W postępowaniu przetargowym na dostawę energii elektrycznej spośród pięciu ofert wybrano firmę Enea, uzyskując rekordowo - zdaniem fachowców łódzkiego samorządu - niską stawkę. Dla całej grupy oznacza to oszczędności za prąd sięgające 25 proc., czyli 10 mln zł rocznie. Zdaniem pracowników magistratu to najlepsza cena uzyskana przez duże miasto na rok 2015.
Ponieważ duży może dużo więcej, dobrze byłoby pójść za ciosem. Autostrada z Łodzi do stolicy już jest, trwa budowa wschodniej obwodnicy Łodzi, co pozwoli jadącym do Łodzi dostać się na Widzew-Wschód – łódzką sypialnię typu warszawskiego Ursynowa – omijając zatłoczony często Stryków. Kolejarze odgrażają się, iż legendarny – wielu powie koszmarny – remont torów łączących oba miasta ma się skończyć na Sylwestra.

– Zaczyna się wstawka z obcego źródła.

PR #10680, opened 2021-01-24
Added ext_snprintf to support extended types

s-hadinger:
## Description:

This is a proposal for a way to extend `snprintf()` and all related commands `AddLog()` etc. with higher level arguments, simplifying code and avoiding superfluous code:
- support for `float`
- support for `uint64_t`
- support for `IPAddress`

Example: 
```
uint64_t u64 = 0x1122334455667788LL;
ext_snprintf(PSTR("Int64 = 0x%_X"), &u64);

uint32_t ip = 0x10203040;
ext_snprintf(PSTR("IP = 0x%_I"), ip);

float fl = 3.14;
ext_snprintf(PSTR("f1=%*_f f2=%*_f"), 4, &fl, -4, &fl);
// outputs:
// "f1=3.1400 f2=3.14"
```

Full doc is here: https://tasmota.github.io/docs/Sensor-API/#extension-to-vsnprintf

Code size increases by 412 bytes for `tasmota` but tends to be a lower impact thanks to the code saved with the primitives, in `tasmota-ir` and `tasmota-zbbridge`.

Note: the implementation is CPU architecture specific, and works for all Xtensa CPUs. It will require small adaptation for RISC-V or ARM.

## Checklist:

### DIFF
--- a/lib/default/Ext-printf/library.properties
+++ b/lib/default/Ext-printf/library.properties
@@ -1,0 +1,7 @@
+name=Ext-printf
+version=1.0
+author=Stephan Hadinger
+maintainer=Stephan <stephan.hadinger@gmail.com>
+sentence=Extension of snprintf() and vsnprintf()
+paragraph=This library provides extended types support for snprintf (float, uint64_t)
+architectures=esp8266, esp32
--- a/lib/default/Ext-printf/src/ext_printf.cpp
+++ b/lib/default/Ext-printf/src/ext_printf.cpp
@@ -1,0 +1,298 @@
+/*
+  ext_printf.ino - Extended printf for Arduino  objects
+
+  Copyright (C) 2021  Stephan Hadinger
+
+  This program is free software: you can redistribute it and/or modify
+  it under the terms of the GNU General Public License as published by
+  the Free Software Foundation, either version 3 of the License, or
+  (at your option) any later version.
+
+  This program is distributed in the hope that it will be useful,
+  but WITHOUT ANY WARRANTY; without even the implied warranty of
+  MERCHANTABILITY or FITNESS FOR A PARTICULAR PURPOSE.  See the
+  GNU General Public License for more details.
+
+  You should have received a copy of the GNU General Public License
+  along with this program.  If not, see <http://www.gnu.org/licenses/>.
+*/
+
+#include "ext_printf.h"
+#include <Arduino.h>
+#include <IPAddress.h>
+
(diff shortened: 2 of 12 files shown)


sfromis:
Looks like this change broke payloads published to MQTT. Before and after:
`{"IrReceived":{"Protocol":"RC5","Bits":12,"Data":"0x9F9","DataLSB":"0x909F","Repeat":0}}`
`"Protocol":"RC5","Bits":12,"Data":"0x00000000000001F9","DataLSB":"0x000000000000809F","Repeat":0}}`

The issue of lacking the leading `{"IrReceived":{` part may be due to sendIRJsonState using Response_P instead of ResponseAppend_P when building the rest of the JSON response string.

And all those extra zeroes in Data and DataLSB is quite a breaking change for users of the inputs. Is it intentional to now format the 64-bit value including leading zeroes? Previously the code called Uint64toHex for conversion to string, but now relies on ResponseAppend_P doing sprint-like formatting, with different output.

sfromis:
Ok, that fixed the issue of invalid JSON, now I'm getting
`{"IrReceived":{"Protocol":"RC5","Bits":12,"Data":"0x00000000000001F9","DataLSB":"0x000000000000809F","Repeat":0}}`
instead of the previous format "only" transmitting the actual number of bits instead of always 64 bits, mostly leading zeroes.
`{"IrReceived":{"Protocol":"RC5","Bits":12,"Data":"0x1F9","DataLSB":"0x809F","Repeat":0}}`
As such a breaking change is likely to result in much moaning, I'd suggest fixing.

Also, I've noticed that the spurious messages with "UNKNOWN" protocols now seems to include a format specifier instead of actual hash value. Before and after:
`{"IrReceived":{"Protocol":"UNKNOWN","Bits":52,"Hash":"0x2AFCC184","Repeat":0}}`
`{"IrReceived":{"Protocol":"UNKNOWN","Bits":52,"Hash":"0x08X","Repeat":0}}`
I've not tested this for "actual unknown" protocols where I suppose that the hash could be useful.....

arendst:
Thx.

The ``"Data":"0x00000000000001F9"`` issue is due to the ``ext_snprintf_P`` parsing of ``0x%_X`` which in turn calls ``U64toHex()`` which seems to always print 16 digits.

Let me chk if I can solve this by implemnting some kind of "decimal" value....

arendst:
QandD fix.

sfromis:
Now, my old automations work again :100:

PR #10700, opened 2021-01-26
Update NimBLE to release verison 1.1.0 + Adds MQTT discovery for MI sensors using new BLE

btsimonh:
## Description:

1/ Updates NimBLE to the release version 1.1.0

2/ Adds MQTT discovery for Homeassistant users under 'Setoption19 1'
- yes, I know this is the 'old' way, but the 'new' way is unsuited to tasmota discoverable sensors
- this also ADDS publish of each sensor on a separate topic, not related to the publishing tasmota (only if setoption19).

3/ Removes BLE stats from /sensors mqtt (never should have been there) - publishes instead to /BLE

4/ Sets the default address filter in BLE to 0 - public static addresses only
 - this hides random addresses created by mobiles.  If you want these (e.g. you want to hear covid announcments), do `BLEAddrFilter 1`.  Most users will not want to see them.

5/ add MI32Option5
- if `MI32Option5 1` then only MI devices which have BLEAlias defined for them will be heard by MI.  All devices are removed at the point of setting 1.

## Checklist:

### DIFF
--- a/lib/libesp32/NimBLE-Arduino/CHANGELOG.md
+++ b/lib/libesp32/NimBLE-Arduino/CHANGELOG.md
@@ -2,7 +2,7 @@
 
 All notable changes to this project will be documented in this file.  
 
-## [Unreleased]
+## [1.1.0] - 2021-01-20
 
 ### Added
 - `NimBLEDevice::setOwnAddrType` added to enable the use of random and random-resolvable addresses, by asukiaaa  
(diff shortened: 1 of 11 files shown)


btsimonh:
Note for EQ3 self build, branch with the above included is here:
https://github.com/btsimonh/Tasmota/tree/HA_plus_EQ3
PR for EQ3 still delayed pending thoughts on discovery/control from HA.

btsimonh:
@theo -haha - did not think of changing it to a const char rather than a define to solve those warnings!  thankyou.  was scratching my head about how to resolve.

Czas więc dogodny na realizację pomysłu duopolis. Takie odrębne, ale silnie połączone miasta miałyby z tego wiele korzyści. A dokładniej ich mieszkańcy. Tanie mieszkania i biura w łodzi – cena mieszkania w stolicy jest dwukrotnie wyższa niż w Łodzi, możliwość przebierania w ofertach pracy obu miast, szansa dla młodych, których nie stać na lokum w Warszawie, by zaczynali drogę zawodową w taniej kawalerce w Łodzi, bogata oferta turystyczna i kulturalna obu regionów... Listę można wydłużać.

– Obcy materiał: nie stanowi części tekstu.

PR #10711, opened 2021-01-27
Rename and make USE_BLE_ESP32 the default for sensors.

btsimonh:
## Description:

title says it all :)
Rename files as per instruction.
Added additional comments hopefully making it obvious when a file will be used.

The two iBeacon drivers could still do with some cleanup.  e.g. the esp32 version has both serial and BLE_ESP32 - really, we should completely split, and allow the HM10 version to be on ESP8266 or ESP32 in ADDITION to the ability to enable the BLE_ESP32 version - but exactly what call there would be for HM10 +  native at the same time, I do not know.  Or even if anyone has ever attached a HM10 to an ESP32.....  so no priority for the moment.

## Checklist:

### DIFF
--- a/tasmota/tasmota_configurations.h
+++ b/tasmota/tasmota_configurations.h
@@ -170,6 +170,8 @@
 #define USE_IBEACON                              // Add support for bluetooth LE passive scan of ibeacon devices (uses HM17 module)
 //#define USE_GPS                                  // Add support for GPS and NTP Server for becoming Stratus 1 Time Source (+ 3.1kb flash, +132 bytes RAM)
 #define USE_HM10                                 // (ESP8266 only) Add support for HM-10 as a BLE-bridge for the LYWSD03 (+5k1 code)
+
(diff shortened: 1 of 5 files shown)


btsimonh:
pls check :)
builds & runs on esp32.
builds for 8266.

btsimonh:
@arendst - Q: the EQ3 driver depends on the BLE_ESP32 driver, therefor must be a higher number?  is this correct?  
Is the new numbering meant to be > 79 for esp32?
(I'm trying to keep the EQ3 'on top' of development, so will rename now.  PR will only come when we've got more experience with actually controlling them, etc.  so I'll just keep rolling the number up if others are added in the meantime....).

That is, unless you Want me to add the PR now, and follow up with further PRs as we modify the way they are discovered/controlled?  There are quite a few people who are using it now already, home-building from my fork....
br,
S

arendst:
> s the new numbering meant to be > 79 for esp32?
Yes.

If the EQ3 has to follow the BLE driver then I propose to rename BLE to 78 and the EQ3 driver to be 79.

PR #10920, opened 2021-02-11
Tasmota32 bluetooth variant

Jason2866:
## Description:
since Bluetooth feature is not included in other build variants.

## Checklist:


arendst:
Tricky changes.

The order of entries in ``kModuleNames`` and ``kModules`` needs to be the same as the order of entries in kModuleNiceList. 

As the BLE version doesn't need extra hardware I suggest to put it right after the first entry (WEMOS) so in kModuleNiceList it should read like this:

```
const uint8_t kModuleNiceList[] PROGMEM = {
  WEMOS,
#ifdef USE_BLUETOOTH
  BLUETOOTH,
#endif  // USE_BLUETOOTH
#ifdef USE_WEBCAM
  ESP32_CAM_AITHINKER,
#endif  // USE_WEBCAM
...
```

resulting in 

```
const char kModuleNames[] PROGMEM =
  "ESP32-DevKit|"
#ifdef USE_BLUETOOTH
  "ESP32-BLE|"
#endif  // USE_BLUETOOTH
#ifdef USE_WEBCAM
  "ESP32-Cam|"
#endif  // USE_WEBCAM
...
```

and the location of the AGPIOs also need to be corrected.

PR #10936, opened 2021-02-12
display update

gemu2015:
## Description:

add ili9341-2  CS and DC
make ILI9341-2 compatible with ESP8266
faster ST7789 drawing
support text scaling for all EPD fonts

## Checklist:


arendst:
Would it be possible to replace my "old" ILI9341 driver by yours? That way we keep one driver as now it is not clear when to use which driver.

In that case no template and language changes are needed.

BTW your template changes corrupt current systems as you inserted the GPIO's and Text in the fixed lists. It should have been inserted at the end of the lists.

gemu2015:
ok that is probably the best solution. i will work on it.

gemu2015:
i will close this and make a new pr when ready

PR #13250, opened 2021-09-30
Add support for HM330X for SeedStudio Grove Particule sensor

barbudor:
## Description:

Discussion https://github.com/arendst/Tasmota/discussions/13212

### Driver for Particule sensor SeedStudio Grove HM3301
This driver use the I2C mode. Only address 0x40 is supported by the sensor so it is hardcoded  the driver without any possibility to change it (without editing and recompiling)

By default the sensor remains active all the time but no data are provided for the first `HM330X_WARMUP_DELAY` seconds (to allow the sensor to warm up). During warmup, no data are returned in the GUI or through SENSOR message in order to provide invalid data. In case of any doubt, logs with level 3 will confirm right at boot if the sensor has been detected.

Unless decided otherwise after this PR, this sensor is not included by default in any standard build.
It must be enabled in a custom build with `#define USE_HM330X`.

### Low power / life extension
It is possible to connect a GPIO to pin SET of the module and assign it to `HM330X SET` for automatic sleep in order to extend the life time of the sensor. When this is used, activity of the sensor in synced with Teleperiod as follow
1) At start, sensor is immediately enabled by setting `HM330X SET` HI and start warmup. If any Telemetry occurs before the end of the warmup, no data are provided and warmup goes on.
2) After HM330X_WARMUP_DELAY, data are available and reported in web and SENSOR
3) Immediately after the next teleperiod SENSOR message, if Teleperiod is greater than (HM330X_WARMUP_DELAY + 2) the sensor is put to sleep by taking the pin `HM330X SET` LOW and a new cycle starts.
4) _New cycle_: (HM330X_WARMUP_DELAY + 2) seconds before the next teleperiod, the sensor is awaken by taking the pin `HM330X SET` HI for warmup. No data are available yet.
5) 2 seconds before Telemetry, warmup is completed and data are available to Web until Telemetry messages are sent
6) Back to 2)

### Overridables (in user_config_override.h)
- `HM330X_DEFAULT_ADDRESS       0x40` : in case SeedStudio makes this changeable in the future
- `HM330X_WARMUP_DELAY          30`    : time for warmup, data are not pulled before that delay
- `HM330X_HIDE_OUT_OF_DATE      false`  : if changed to true web data and sensor will not be published when outdated

## Checklist:
  - [X] The code change is tested and works with Tasmota core ESP32 V.1.0.7.4


barbudor:
Tagging @Teleportist for merge in Tasmota notification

Jeśli matki obu miast – Hanna Gronkiewicz-Waltz i Hanna Zdanowska - postawią na rachunek ekonomiczny zrealizowane plany duopolis pozwoliłyby potwierdzić, że potęga skali to coś ważnego i korzystnego dla dużych. A jeśli się już dużym jest, grzech byłoby nie skorzystać.